About this exercise :: Reproduce each line of the entries that carries "edenhill".

Saved data entries
☆ ☆ ☆
PR #2465, opened 2019-08-09
Fix deadlock between rd_kafka_curr_msgs_{add,sub}

lizthegrey:
If `rk_curr_msgs.cnt` is 0 and `cnt` is more than `rk_curr_msgs.max_cnt`, this method will otherwise never return, because `rd_kafka_curr_msgs_sub` ran too fast.

https://github.com/edenhill/librdkafka/issues/2464
https://github.com/confluentinc/confluent-kafka-go-dev/issues/2

### DIFF
--- a/src/rdkafka_int.h
+++ b/src/rdkafka_int.h
@@ -391,10 +391,12 @@ rd_kafka_curr_msgs_add (rd_kafka_t *rk, unsigned int cnt, size_t size,
 		return RD_KAFKA_RESP_ERR_NO_ERROR;
 
 	mtx_lock(&rk->rk_curr_msgs.lock);
-	while (unlikely(rk->rk_curr_msgs.cnt + cnt >
-			rk->rk_curr_msgs.max_cnt ||
-			(unsigned long long)(rk->rk_curr_msgs.size + size) >
-			(unsigned long long)rk->rk_curr_msgs.max_size)) {
+	/* If rk->rk_curr_msgs.cnt is already 0, nothing will wake us up. */
+	while (unlikely(rk->rk_curr_msgs.cnt > 0 && (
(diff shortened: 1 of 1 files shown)


src/rdkafka_int.h
```diff
@@ -391,10 +391,12 @@ rd_kafka_curr_msgs_add (rd_kafka_t *rk, unsigned int cnt, size_t size,
 		return RD_KAFKA_RESP_ERR_NO_ERROR;
 
 	mtx_lock(&rk->rk_curr_msgs.lock);
-	while (unlikely(rk->rk_curr_msgs.cnt + cnt >
-			rk->rk_curr_msgs.max_cnt ||
-			(unsigned long long)(rk->rk_curr_msgs.size + size) >
-			(unsigned long long)rk->rk_curr_msgs.max_size)) {
+	/* If rk->rk_curr_msgs.cnt is already 0, nothing will wake us up. */
+	while (unlikely(rk->rk_curr_msgs.cnt > 0 && (
```
edenhill: This will allow more than queue.buffering.max.messages on the queue.

But disregarding that, I don't think the case explained will ever happen because curr_msgs_add() is always called with a cnt of 1, which means the original code will never enter into the loop when curr_msgs.cnt is 0, since 0 + max(>0) <= 1.

Unless a message is produced that is larger than the maximum message size, but that should be enforced in produce(), et.al.

lizthegrey: Oh interesting. Sorry for the incorrect diagnosis, you're right that it always adds 1. This is surprising then why a low value of `queue.buffering.max.messages` results in deadlock after `queue.buffering.max.messages` messages are written, there must be some other thing going on.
☆ ☆ ☆
Written response ::
https://github.com/edenhill/librdkafka/issues/2464
edenhill: This will allow more than queue.buffering.max.messages on the queue.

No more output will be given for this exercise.